Example 2: CBZ-4ABA-HYD (Carbamazepine^aminobenzoic acid hydrate) cocrystallization by lowering pH

[0078] 0.05g (0.21mmol) carbamazepine anhydrous (form HI) is added to 3mL of a buffered phosphate solution of pH 6.6. 0.04g (0.29mmol) of 4-aminobenzoic acid is dissolved and the solution pH is lowered to 3.2 by addition of HCl. This process is carried out at room temperature. The transformation to cocrystal is monitored by Raman spectroscopy and confirmed by comparing spectra to a reference cocrystal spectrum. Cocrystal is formed within 5 minutes.

Example 3: CBZ-4ABA-HYD cocrystallization by raising pH

[0079] 0.05g (0.21mmol) carbamazepine anhydrous (form III) is added to 3 mL of a solution of pH 1.1. 0.04g (0.29mmol) 4-aminobenzoic acid is added to the solution. NaOH is added to raise the pH to 3.6. This process is carried out at room temperature. The transformation to cocrystal is monitored by Raman spectroscopy and confirmed by comparing spectra to a reference cocrystal spectrum. Cocrystal is formed within 5 minutes.
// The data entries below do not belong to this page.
Issue #12152, opened 2019-10-06
Column filled with pattern disappears after reflow


dhilgarth:
#### Expected behaviour
After reflowing the chart as a reaction to a resize of the container, all columns should remain visible

#### Actual behaviour
Columns with a pattern fill disappear

#### Live demo with steps to reproduce
https://stackblitz.com/edit/angular-highcharts-392f9c
* 4 columns are visible. Two red with pattern, two blue without pattern
* Resize the window
--> The two red columns disappeared. Hovering over the blue columns to show the tooltip and then moving the mouse to where the red columns should be will make them re-appear.

#### Product version
highcharts: 7.2.0
highcharts-angular: 2.4.0

#### Affected browser(s)
Tested with Chrome 77 and Firefox 69

sebastianbochan:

[0080] Use of higher ligand concentration (higher ratio compared to API) will lead to higher cocrystal yields and faster rates of cocrystal formation. Higher yields and faster rates of formation are also achieved by increasing the API concentration. If the solubility of either component is limiting, temperature can be increased to allow dissolution of components and the change in pH carried out under isothermal conditions.